PR #411, opened 2023-02-14
Ukama agent profile

vthakur7f:
Ukama-agent profile srevice added.


systems/ukama-agent/node-gateway/pkg/global.go
```diff
@@ -0,0 +1,5 @@
+package pkg
+
+const ServiceName = "node-gateway"
```
delvatt, line 3: `node_gateway`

· · · · ·

Exercise instructions: From the first line to the last, return the data exactly.

Answer:
PR #411, opened 2023-02-14
Ukama agent profile

vthakur7f:
Ukama-agent profile srevice added.


systems/ukama-agent/node-gateway/pkg/global.go
```diff
@@ -0,0 +1,5 @@
+package pkg
+
+const ServiceName = "node-gateway"
```
delvatt, line 3: `node_gateway`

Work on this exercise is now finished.